Nostalgia Sickness

4 Jan

Bowled over with nostalgia, I’ve been winded by the past.

I can’t breathe because I’m retching with the honeyed taste of memories, sickly sweet and fragrant, but hazy as they reach the pinnacle in their misty state. A night drifting by in a cartoon cloud, materialising like magic into a brain drenched in the pictures of the past, present, future, or what they might have been, are, will be.

I try to speak but I can’t get the sound out, memories invading my mouth, mangling my voice until strains its way out, saying “do you remember when?”, and then not quite managing to convey that ten out of ten, conjure up the full picture, insert you into the scene, as though you might have been, there, with me. My today is flooded with the thick heavy paste of nights gone by, loaded on like tar. When I raise my feet to move I find I can’t lift them off the ground, seeped in cement they stick too firmly to the slabs of the past, high heels trying to make marks if they could only just not hold so fast.  Connected violently to that which has just gone by, that which was once just a shadow in the corner of my eye until it rushed, rushed, rushed up on me, looked straight through me as I walked straight through it, knew, did it, felt, and emerged out the other side, and forgot to shake it off as I brushed messed up hair, and took anxious breathes.

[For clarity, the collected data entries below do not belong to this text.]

Issue #867, opened 2023-07-07
Updates to Date input component for use with Date Picker


ad9242:
## Summary
Some enhancements to date input to allow for it's use with Date Picker

- Add a clear button inside the input
- Add a launch picker button inside the input
- Add size variants - default, small & large
- Add max\min support for when typing a date

## Acceptance Criteria
Given that there is a Date input component
When using the component,
Then the user can choose between the default, small and large variants.

Given that a Date input component is being used 
When the input field is focused,
Then a button is visible in the input field to allow clearing the value

Given that a Date input component is being used as a date picker
When the input field is focused,
Then a button is visible in the input field to allow opening of a date picker

Given that a Date input has the `max` prop set
When a user types in the field
Then it should not be possible to enter a date which is greater than the max

Given that a Date input has the `min` prop set
When a user types in the field
Then it should not be possible to enter a date which is less than the min

jd239:
Update to disabledDates prop. Split into:
- disableFromNow / disableFuture
- disableUntilNow / disablePast

PR #945, opened 2023-07-26
add clear/calendar button, new sizes, min/max and disabled days to date input

GCHQ-Developer-530:
## Summary of the changes
Add clear button, new sizes (including update to input component container), internal calendar open button for date picker, disabled days, and min/max to date input. Change disabledDates prop to split out into disableFromNow and disableUntilNow.

## Related issue
#867 

## Checklist


packages/react/src/stories/ic-date-input.stories.mdx
```diff
@@ -7,111 +7,134 @@ import {
...
-        helperText='We will have your order ready for you on this day'
-      />
+    <Story name='Sizes'>
+        <IcDateInput
+          label='When would you like to collect your coffee?'
+          size="small"
+        />
+        <br/>
+        <IcDateInput
+          label='When would you like to collect your coffee?'
```
GCHQ-Developer-465, line 96: Should there be a size="medium" or for it to be called size="default" I enquire this due to consistency with other components such as [Loading indicator](https://design.sis.gov.uk/components/loading-indicators).

packages/react/src/stories/ic-date-input.stories.mdx
```diff
@@ -7,111 +7,134 @@ import {
...
 </Canvas>
 
+
+### Custom helper text
+
+<Canvas>
+  <Story name="Custom helper text">
+    <IcDateInput
+      label="When would you like to collect your coffee?"
+      helperText="We will have your order ready for you on this day"
```
GCHQ-Developer-465, line 113: Should it be date instead of day here? 
```suggestion
      helperText="We will have your order ready for you on this date"
```

packages/web-components/src/components.d.ts
```diff
@@ -424,21 +420,33 @@ export namespace Components {
...
          */
         "dateFromNowMessage"?: string;
         /**
-          * The text to display as the validation message when `disabledDates` is `until-now` and a disabled date is entered.
+          * The text to display as the validation message when `disableUntilNow` is true and a disabled date is entered.
          */
         "dateUntilNowMessage"?: string;
         /**
-          * If `true`, the disabled state will be set.
+          * The days of the week to disable.
```
GCHQ-Developer-465, line 431:
```suggestion
          * If `true`, the days of the week will be set to disable.
```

And a result it still follows me around, the rusty jewel in the crown – I wear it like a tiara, symbolising the giggles, indecipherable riddles of what they call the yesteryear, taunting the tears of today with the laughter of a past which hasn’t done what, squinting, we thought was written on the tin. Time for new glasses then, to correct the triple vision, amend the indecision into an optician’s dream and the nightmare of nostalgia – clarity.